What makes this an oxidation-reaction? 3Ag2S+2Al(s) -> Al2S3+6 Ag(s)?
Write the half-reactions showing the oxidation and reduction reactions. Identify which is the oxidation reaction and which is the reduction reason.
What is oxidized in the reaction? What is reduced?
In this simple electrochemical cell, what functions as the anode? What is the cathode?
Is this a galvanic cell or electrolytic cell?
What would the overall potential for this cell be?
What makes this an oxidation-reaction? 3Ag2S+2Al(s) -> Al2S3+6 Ag(s)?
Loss and gain of electrons
Write the half-reactions showing the oxidation and reduction reactions. Identify which is the oxidation reaction and which is the reduction reason.
oxidation half cell is
Al ==> Al^3+ + 3e
Reduction half cell is
Ag^+ + e ==> Ag
I have omitted the spectator ions You can add those if you wish.
What is oxidized in the reaction? What is reduced?
answered above.
In this simple electrochemical cell, what functions as the anode? What is the cathode?
The electrode losing electrons is the anode; the electrode gaining electrons is the cathode.
Is this a galvanic cell or electrolytic cell?

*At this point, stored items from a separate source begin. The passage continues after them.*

PR #644, opened 2026-07-20
# fix(board-detail): Ember 5.12 regressions, styling refinements, a11y & Node 22

traciday:
# fix(board-detail): Ember 5.12 regressions, styling refinements, a11y & Node 22 - merged in from Scot's PRs

## Summary

Follow-on work to the board-detail redesign (#153), plus this cycle's merges:
Ember 5.12 regression fixes, accessibility/lint conformance, styling refinements,
the Ember-upgrade audit system, and a repo-wide Node 20→22 bump.

**Scale:** 314 commits · 426 files · +10,573 / −11,466
Current `staging` merged in cleanly (`b52e2868a`).

---

## 📖 How to review

Grouped by theme; risk is concentrated in one small section.
**If you review one thing, review the Ember 5.12 fixes and the Node bump.**

| Theme | ~commits | Review weight |
|---|---:|---|
| 🎨 Styling / design | 53 | Author-verified in browser; low. |
| ♿ A11y / lint | 43 | CI-enforced; objective. |
| 🖥️ board-detail | 25 | Includes the bug fixes below. |
| ⚠️ **Ember 5.12 migration** | 13 | **Highest risk — please scrutinise.** |
| 🧰 **Node 20 → 22** | — | **Infra — affects CI, Docker, Render deploy.** |
| 🔍 Ember-audit system | — | Additive tooling; no runtime effect. |

Despite the branch name, this is mostly `fix` (65) + `feat` (56); only 8 are `style`.

---

## ⚠️ Ember 5.12 fixes — the part that needs eyes

The migration required hand-rolled compensation for `{{on}}` not receiving
synthetic clicks, and that machinery caused real, silent regressions:

1. **Options (⋮) menu dead after an edit round-trip** — the chrome-dispatch guard
   bailed when neither `speak_mode` nor `edit_mode` was set, so raw_events
   dispatched the action *and* Ember's `{{on "click"}}` fired it → the toggle
   net-cancelled. `preventDefault()` on `mouseup` doesn't cancel the follow-up
   `click`; on `touchend` it does — which is why it appeared to "heal" with
   DevTools open. Fixed by deferring real mouse clicks to Ember in every mode.
2. **Speak mode lost on edit exit** — `board-detail.edit` is a child route, so
   leaving it never re-runs the parent's setupController; the child's
   resetController now restores `current_mode='speak'` unconditionally.
3. **Edit-sidebar drag never initiated** — drag handlers were wired to a
[...]

PR #642, opened 2026-07-20
compliance(register): file 3 pre-existing modal/consent/a11y defects found during Art.50 Phase 3 planning

swahlquist:
Register-only change. No application code is touched.

Three defects surfaced during VPC Phase 3 (EU AI Act Art. 50 disclosure modal) planning, while cloning `terms-agree` as the acknowledge-gate exemplar. All three **predate Phase 3** and are deliberately scoped **out** of it: Phase 3 builds the Art.50 modal correctly and guards against them, but does not repair them. Legacy repair is separate prioritized work.

Each is anchored to staging tip `2a10027a1` with a source-verified evidence snippet, filed `open` / `unassigned`. No dispositions, no severity downgrades — only Scot closes a finding.

| ID | Severity | Frameworks | Finding |
|---|---|---|---|
| `LL-104bfa61dc` | high | WCAG | terms-agree unreachable by switch scanning |
| `LL-53cb93fab1` | high | GDPR, FERPA | terms-agree replaced before consent is presented |
| `LL-58130aaefe` | medium | WCAG | modal-dialog missing `aria-labelledby` / `aria-describedby` |

### LL-104bfa61dc — switch scanning dead on terms-agree
Buttons use `la-btn` / `la-btn--ghost` with no `.modal_targets` wrapper and no bare `.btn`, so the scanner selector at `utils/modal.js:255` matches nothing. All four call sites (`routes/index.js:123,132`, `routes/bento.js:51,55`) also call `modal.open('terms-agree')` with no options object, so `scannable: true` is never passed. Both halves need fixing; either alone is insufficient.

Rated high rather than medium because the modal is `uncloseable` — a switch-scanning AAC user is not degraded, they are stuck, and that is a core LingoLinq population.

### LL-53cb93fab1 — terms-agree never presented on the sync path
`routes/index.js` terms_agree-missing branch never returns, so when `show_intro` is set it falls through to `modal.open('intro')`. On the synchronous fresh-model path, both opens happen in one run loop; Ember renders only the final `currentTemplate` (`intro`), so terms-agree never mounts. The first open resolves with `{replaced: true}` (`utils/modal.js:138`, `services/modal.js:92`). The user does not see or confirm Terms that visit; `terms_agree` stays false (no false-positive consent record).

[...]

PR #635, opened 2026-07-19
compliance(art50): AI call-site enforcement (shared call-context helper, Phase 4)

swahlquist:
## Phase 4: AI Call-Site Enforcement (the shared call-context helper)

The linchpin for the EU AI Act Article 50(1) deadline (2026-08-02). One shared helper stamps `jurisdiction` and `article_50_disclosure_shown` onto every `AiApiLog` row at all three AI call sites, which un-inerts `AiApiLog.purge_old_eu_logs!` (it previously matched zero rows) and gives the forthcoming disclosure modal the state it reads.

### What shipped
- **ENF-01 shared helper** `LingoLinq::Article50CallContext.for(user)` -> `{ jurisdiction:, article_50_disclosure_shown: }`. Single source of the full call context: owns the guarded reads, the lib `require_relative`s, and a scrubbed (class-only, no PII) `Rails.logger.warn` on fallback. All three `log_ai_call` wrappers (`ai_board_generator`, `ai_word_predictor`, `eval_narrator`) call only it and merge the two explicit params into the existing sink. No per-site re-implementation.
- **D-01 retention fail-safe** `EuJurisdiction.retention_stamp(user)` maps ONLY confirmed `:eu` -> `'EU'`; both `:non_eu` and `:unknown` -> `nil`. The `jurisdiction` column drives `purge_old_eu_logs!` (5yr delete), and those rows double as a HIPAA six-year audit trail (45 CFR 164.316(b)(2)), so an unsure user is never stamped `'EU'` and never deleted inside the floor. This is the opposite fail-safe direction from disclosure (which stays true for `:eu` AND `:unknown` and is unchanged).
- **B3 disclosure-shown state** on `User` under `settings['ai_transparency']`, cloning the shipped `grant_ai_consent!` (versioned, `with_lock(requires_new: true)`, idempotent, `SecureRandom.uuid` record_id, exactly one `AuditEvent`, `secure_serialize` inherited). Write API only; `shown` stays `false` in production until the Phase 3/5 modal writer ships (by design).
- **PN-02** dedicated `LingoLinq::Article50Disclosures::CURRENT_VERSION`, decoupled from `AiConsentDisclosures` so an Article 50 copy change never forces a COPPA re-consent (and vice versa).

### Decisions honored
[...]

PR #569, opened 2026-07-10
compliance(coppa): VPC Phase 2 -- AI data-sharing disclosure content (attested by Scot, pending es + outside counsel)

swahlquist:
## Summary

VPC Phase 2 (Disclosures Content) of the AI Data-Sharing VPC project (COPPA second-tier AI consent). Builds the versioned, i18n-ready disclosure the consent gate will reference, and reconciles the public privacy policy and internal legal docs to match.

- `LingoLinq::AiConsentDisclosures` module -- `CURRENT_VERSION = 1`, per-version metadata (vendors, retention, data categories) + content hash
- `GET /ai_consent/disclosures/:version` -- server-rendered disclosure (single source of truth; a future Ember modal fetches + caches it, per Phase 3), all 7 COPPA 16 CFR 312.4(c) direct-notice elements
- `privacy.hbs` extended (not replaced) -- AI vendor naming, disclosure link, and AiApiLog retention reconciled into a scoped table (EU 5yr enforced / children 12mo rolling-out / general 24mo rolling-out / IP 90-day enforced), replacing a stale blanket claim
- `docs/legal/AI_DATA_SHARING_CONSENT.md` + `docs/legal/AI_DATA_FLOW_CLASSIFICATION.md` -- rationale, four-bucket data classification, sub-processor basis, versioning/revocation policy, open counsel questions
- `User#ai_consent_granted?` now defaults its version argument to the new constant

**⚠️ DRAFT status -- not final.** Task 02-02.8 (Scot + counsel legal sign-off) is intentionally **not** part of this PR; it's a business/legal decision, not engineering work. Three items block that sign-off:
1. Whether scrubbed, neutral AI board generation can be treated as Non-personal (exempt) or must stay gated
2. Which verifiable-parental-consent method satisfies COPPA for this disclosure (email-plus/text-plus excluded)
3. Google Gemini 2.5 Flash is a real conditional fallback vendor (`lib/ai_board_generator.rb`, `lib/ai_word_predictor.rb`) hitting the AI Studio endpoint, not Vertex AI -- matches an already-attested open item in `AI_GOVERNANCE_MEMO.md` section 7, but blocks sign-off since the disclosure now names this vendor

This content must not be treated as final or shipped to a real parent until that sign-off happens (VPC Phase 3/4 are separately gated on it too).

## Verification

Independently verified by a second-pass gsd-verifier agent (not just the executor's own self-check):
- 13/13 phase must-haves confirmed against actual code, not just the SUMMARY.md's claims
[...]

PR #646, opened 2026-07-21
compliance(art50): Phase 3 - EU disclosure content, ack endpoint, accessible modal, first-AI-use gate

swahlquist:
VPC Phase 3 of the EU AI Act Article 50 milestone. Builds on Phase 4 (#635, the shared call-context helper and disclosure-shown user state) and Phase 2 (#569, the COPPA disclosure content pattern).

**Ships inert by design.** `article_50_disclosure` is deliberately NOT registered in `AVAILABLE_FRONTEND_FEATURES`; that is Phase 5 / RLL-01. Nothing in this PR is user-visible until the flag is enabled.

## The goal

An EU-or-unknown-jurisdiction user is told they are interacting with AI before their first AI interaction of any kind, acknowledges it once, and that acknowledgement is recorded through `User#mark_article_50_disclosure_shown!`, without ever interrupting AAC communication.

## What landed

| Plan | Delivers |
|---|---|
| 03-01 | Art.50 disclosure content: `Article50Disclosures` REGISTRY + content hash, `art50_v1.html.erb`, en + es locales, served via the existing `GET /ai_consent/disclosures/:version` |
| 03-02 | `POST /api/v1/users/:user_id/article_50_disclosure_ack` plus two unconditional booleans on user JSON and the Ember model |
| 03-03 | `ai-disclosure` component, the one shared `utils/article50_gate.js` helper, additive `labelledBy`/`describedBy` on the `modal-dialog` shell |
| 03-04 | The first-AI-use gate at all three entry points, plus the server backstop |
| 03-05 | Session-entry presentation on both dashboards plus a passive Preferences affordance |

## The decision reviewers should focus on

**Enforcement mode varies by surface; the acknowledgement state is shared.**

| Surface | Mode | Unacknowledged behavior |
|---|---|---|
| Board generation (2 frontend sites + server backstop) | BLOCK | modal blocks, resolves on acknowledge, generation proceeds |
| Eval narration | BLOCK | clinician-initiated, safe to block |
| **Word prediction** | **DEGRADE, never block** | silently skip the AI call, fall back to the non-AI path. No modal, no error, no interruption |

Word prediction fires inline on keystrokes in the speak path. A modal there would interrupt an AAC user mid-communication, which is the one thing this milestone's core value forbids. This is enforced mechanically, not by convention: `grep -c modal app/frontend/app/utils/ai_word_predictor.js` returns 0, and `needsAcknowledgement` never touches `modal.open`, so it cannot reach a dialog transitively either.

Consequence worth understanding: an unacknowledged in-scope user simply gets non-AI word prediction. DEGRADE is a one-way safety valve, so no acknowledgement means no AI interaction, and there is no undisclosed AI use to worry about.

## Safety properties verified against source

- **Inert:** the backstop checks the feature flag first in a short-circuiting `&&`, with a regression spec that applies maximum in-scope pressure (EU user, disclosure unshown) and still asserts success. An active backstop before the modal exists would lock EU and unknown-jurisdiction users out of board generation with no way to unblock themselves.
- **Ack cannot be forged:** `source` and `disclosures_version` are server-side constants, never read from params. Specs assert that posting `source=admin_backfill` and `disclosures_version=999` have zero effect. `allowed?(user, 'edit')` prevents acking on another user's behalf.
- **Fail-safe direction:** gating reads `EuJurisdiction.disclosure_required?` (true for `:eu` AND `:unknown`), never the `jurisdiction` retention column, which deliberately leaves `:unknown` null to protect the HIPAA 6-year floor. These two fail-safes point in opposite directions on purpose.
- **Accessibility:** the modal wraps actions in `.modal_targets` with the bare `.btn` class and is opened with `scannable: true`, so it is reachable by switch scanning. This is deliberate; see the pre-existing findings below.
- **Auto-speak untouched:** the `jump_to_speak` branch in `routes/index.js` is byte-for-byte unchanged.
- **Modal-promise trap guarded:** `modal.open()` resolves a superseded modal's promise with `{replaced: true}`, so a naive `.then()` would fire without user action. Both chained sites use an `onlyIfGenuinelyResolved` guard.

## Disclosure content truthfulness

- Vendors named are exactly Claude Haiku 4.5 (board generation, word prediction) and Claude Opus 4.7 (eval narration), verified against the runtime source. No dev-loop review tooling is named.
- Retention states the tiered rule (24 months general, 12 months rolling for children's data, overridden upward to up to 5 years EU regulatory and up to 6 years under the HIPAA audit floor at 45 CFR 164.316(b)(2), a hard floor), never a flat number.
- Vendor-side retention is stated separately from LingoLinq's own `AiApiLog` retention.

## Deliberately NOT in this PR

Three pre-existing defects were discovered during planning, verified against source, and filed as register findings in #642 rather than repaired here:

- `LL-104bfa61dc` (high): `terms-agree` is unreachable by switch scanning. This PR's component does not inherit that gap, but does not fix `terms-agree` itself.
- `LL-53cb93fab1` (high): `terms-agree` can be silently replaced by `intro` before the user agrees, so `terms_agree` may never be recorded. This PR guards its own Art.50 chain against that bump but does not repair it.
- `LL-58130aaefe` (medium): `modal-dialog` lacks `aria-labelledby`/`aria-describedby` across roughly 140 callers. This PR adds the optional arguments to the shell (verified backward-compatible, since Ember omits bound attributes that are `undefined`) but does not retrofit existing callers.

Also out of scope, per the phase plan: the feature flag registration, RET-01 retention attestation, A11Y-GATE-01, REG-01 (all Phase 5), F3 (deferred 2026-07-14), and any change to Article 50(2) marking, which ships unconditionally and is never flag-gated.

Eval narration has no server-side backstop this phase (client-gate only). Deliberate, and logged as threat T-03-04-07 for the Phase 5 register.

## Rebase note

#644 landed on staging after these plans were written. It migrated component invocation to angle-bracket syntax and added a `npm run lint:hbs` CI gate that fails on newly-introduced `ember-template-lint` violations. Two commits here adapt to it: `modal-container.hbs` uses `<AiDisclosure />`, and `ai-disclosure.hbs` uses `<ModalDialog @arg={{...}}>`. Behavior is unchanged; args map to the same `this.*` properties on the classic component.

## Verification

- Backend: 658 examples, 0 failures, 3 pending (pre-existing, unrelated).
- Frontend: 1766 tests, 1726 pass, 40 skip, 0 fail. Two consecutive clean runs post-rebase on Node 22.
- `npm run lint:hbs` (the new CI gate): clean.
- Phase verifier: 9/9 goal-backward criteria passed, checked against source rather than summary prose.

**Flake disclosure:** the first post-rebase full frontend run showed 1 failure that did not reproduce across two subsequent full runs. The log was truncated before the failing test name was captured, so it is recorded here as an unidentified flake rather than attributed to the known `persistence-sync` race. If CI shows an intermittent single failure, this is the prior history.

https://claude.ai/code/session_01GUynFU8HHfATmtsSBh1q9b


swahlquist:
## Compliance PR Checklist

swahlquist:
## Codex Review

**Verdict:** NEEDS_HUMAN
**Route:** codex
**Head:** 30e141f4513428d4a12e5446e2b2f4e42786addf
**Run:** https://github.com/lingolinq/LingoLinq-AAC/actions/runs/29816891162

Codex review completed.

| --- | --- | --- | --- |
| CR-1 | HIGH |  | The Codex sandbox prevented all required read-only inspection commands from running, so I could not verify the PR body claims, enumerate server entry points, run drift checks, inspect file modes, grep docs/legal and audit-reports, or confirm local head state. |

swahlquist:
## Review fixes pushed (5 commits)

Addresses the local review and the Codex relay. Verified: backend **663 examples / 0 failures** (was 658, +5 new specs), frontend **1766 tests / 1726 pass / 40 skip / 0 fail**, `lint:hbs` clean, `lint:js` unchanged from baseline on all touched files, all four artifact-integrity checks green.

### Blocker: board-generation gate destroyed its own modal

`generate-board` is modal-hosted (`modal-container.hbs:161`, opened from `new-board.js#generateWithAi`) and `modal.open()` replaces the showing modal. The gate fired from inside `generateLabels` tore down its own host: user types a prompt, clicks Generate, the disclosure replaces the form (input lost), they acknowledge, and the continuation bails on `isDestroyed`. No modal, no generation, no error.

Gate moved to `new-board.js#generateWithAi`, before the form exists. `generate-board.js` now carries no client gate; the server backstop enforces that endpoint. `create-board-new` and `eval-comprehensive-runner` are route pages, not modals, so they gate in place safely.

### Eval narration: gate stays on the clinician, deliberately

Contrary to the review suggestion. `EvalNarrator#payload_for_prompt` drops the student name (any key casing) and the etiology/diagnosis field before egress, then `PiiScrubber` runs with the resolved student's name blocklisted. Two different questions:

- *May this student's data be processed by AI?* The student. Enforced server-side by `ai_allowed_for?`, already correct.
- *Has the human interacting with this AI been told it is an AI?* Art. 50(1) informs the person **interacting**. That is the SLP at the keyboard.

Recording an acknowledgement against a student who never saw the notice would need a new `ARTICLE_50_DISCLOSURE_SOURCES` entry and would make the audit trail less truthful, not more. Reasoning is now in the code so it is not re-litigated.

### Disclosure text corrected

The notice said "clinical evaluation notes and assessment data" go to Claude Opus, and was silent on the name and diagnosis being stripped first. `slp_notes` does go, so that was not false, but the omission **overstates** exposure to exactly the audience the notice exists to inform. Now states the removals, with truthfulness gate 5 asserting both halves so the text and `payload_for_prompt` cannot decouple.

### Also fixed

| Item | Change |
|---|---|
| N+1 | `article_50_disclosure_*` scoped to `permissions['model']`. It sat past the `limited_identity` branch, putting an uncached org lookup on every list row (org pages paginate to 500). New spec asserts `EuJurisdiction` is never consulted on the list path. |
| Preferences trap | "View Notice Again" opened the uncloseable BLOCK modal; only exit was Acknowledge, with no cancel target for a switch-scanning user. Now a plain link to the notice. |
| Hanging promise | A bumped gate rejects with `GATE_NOT_ACKNOWLEDGED` instead of never settling. Both call sites surface a reason. |
| Dead wiring | `ai-disclosure`'s `onClose`/`onOpening`/`onClosing` were assigned after render as non-tracked properties, so the binding never updated. Removed. |

Version and URL single-sourced as `ART50_DISCLOSURE_URL` in `utils/article50_gate`. `03-UI-SPEC.md` §7.3 and the file table are corrected in place with the reasons, since both specified behavior that turned out to be wrong.

### Not addressed

Phase 3's `ai_disclosure_*` frontend strings are still absent from `public/locales/*.json`, so non-English locales fall back to English for the modal chrome. The notice body itself is translated (`config/locales/en.yml` + `es.yml`). Pre-existing on this branch, not introduced here; wants one `i18n_generator.rb` pass across the whole Phase 3 string set rather than a partial edit.

swahlquist:
## Codex Review

**Verdict:** NEEDS_HUMAN
**Route:** codex
**Head:** 08f144d966f21164afe2cdb417cf70edb962fa0d
**Run:** https://github.com/lingolinq/LingoLinq-AAC/actions/runs/29862444317

Codex review completed.

| --- | --- | --- | --- |
| CR-1 | HIGH |  | Required read-only inspection commands could not run in the Codex sandbox, so I could not complete the mandated blocker-first review checklist. |

swahlquist:
## Locale gap fixed (not deferred)

It was worse than locale-blind: the **Spanish notice shipped and was unreachable**. `config/locales/es.yml` has the full translation, `disclosures_controller#show_art50` already wraps the render in `I18n.with_locale` — but it reads `params[:locale]`, and nothing on the client ever sent one. Every request resolved to `I18n.default_locale` and served English.

Both halves were broken, so both are fixed:

- **Client** — `art50DisclosureUrl()` appends `i18n.langs.preferred` and drives all three consumers (the in-modal fetch, the "Read the Full Notice" link, and the Preferences link) so they cannot disagree. Skips the `backwards` debug pseudo-locale, percent-encodes the value.
- **Server** — `resolve_locale` now falls back through the primary subtag before giving up (`es-ES` → `es`, `es_MX` → `es`), mirroring the frontend's own `preferred`/`fallback` pair in `initializers/attempt_lang.js`. Browsers report a full regional tag, so the client fix alone would still have missed the allowlist and served English. Still an allowlist: the derived subtag is checked against `I18n.available_locales` exactly like the full tag, so an unknown base language degrades to the default.

Eight new tests (3 server, 5 client) including the `es-ES` and `es_MX` cases that were the actual failure mode.

**Verified:** backend **666 examples / 0 failures**, frontend **1771 tests / 1731 pass / 40 skip / 0 fail**, `lint:hbs` clean, `lint:js` unchanged from baseline on all touched files.

One genuine failure surfaced during this and is fixed: the `ai-disclosure` fetch test asserted an exact URL string. It now asserts the path plus the presence of the locale param, since the value varies with the test browser.

### Eval narration: confirmed staying on the clinician

Per Scot, and the reasoning is in the code at `eval-comprehensive-runner.js`. The two questions are separate: *may this student's data be processed by AI* is the student's, enforced server-side by `EvalNarrator.ai_allowed_for?` plus de-identification before egress; *has the human interacting with this AI been told it is an AI* is the SLP's. Recording an ack on a student record for a notice the student never saw would be worse audit evidence.

### Remaining known gap (logged, not a blocker)

Phase 3's `ai_disclosure_*` frontend strings are absent from `public/locales/*.json`, so the modal chrome (buttons, status text, errors) falls back to English in non-English locales. The **notice body itself is now correctly localized**, which is the Article 50 delivery obligation. The chrome wants one `i18n_generator.rb` pass over the whole Phase 3 string set rather than a partial hand-edit — Phase 5.

swahlquist:
## Codex Review

**Verdict:** NEEDS_HUMAN
**Route:** codex
**Head:** ac0407899f0538c446b97246c2bcc18e9145a780
**Run:** https://github.com/lingolinq/LingoLinq-AAC/actions/runs/29866524333

Codex review completed.

| --- | --- | --- | --- |
| CR-1 | HIGH |  | Required read-only inspection commands cannot run in the Codex sandbox, so the mandated review checklist cannot be completed against HEAD. |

This is a galvanic cell since the cell voltage is positive
What would the overall potential for this cell be?
I will leave this for you
To determine if a reaction is an oxidation-reduction (redox) reaction, we need to identify the species that is being oxidized and the one that is being reduced. Oxidation refers to the loss of electrons, while reduction refers to the gain of electrons.
In the given reaction:
3Ag2S + 2Al(s) -> Al2S3 + 6Ag(s)
Let's identify the half-reactions:
Oxidation half-reaction: 2Al(s) -> Al3+(aq) + 3e^-
Reduction half-reaction: 3Ag2S + 6e^- -> Al2S3 + 6Ag(s)
In the oxidation half-reaction, aluminum (Al) is oxidized, as it loses electrons and is converted into Al3+ ions. Therefore, the oxidation reaction is Al(s) -> Al3+(aq) + 3e^-.
In the reduction half-reaction, the compound 3Ag2S gains electrons and is converted into Al2S3 and Ag(s). Thus, the reduction reaction is 3Ag2S + 6e^- -> Al2S3 + 6Ag(s). Here, Ag2S is reduced to Ag(s).
In this reaction:
- Aluminum (Al) is oxidized.
- Silver sulfide (Ag2S) is reduced.
In an electrochemical cell, the anode is where oxidation occurs, and the cathode is where reduction occurs. Therefore, in this reaction, aluminum (Al) functions as the anode, while silver sulfide (Ag2S) functions as the cathode.
This reaction represents a galvanic cell because it occurs spontaneously and produces an electric current.
To calculate the overall potential (cell potential) for this cell, we need to find the difference between the reduction potentials of the cathode and anode half-reactions.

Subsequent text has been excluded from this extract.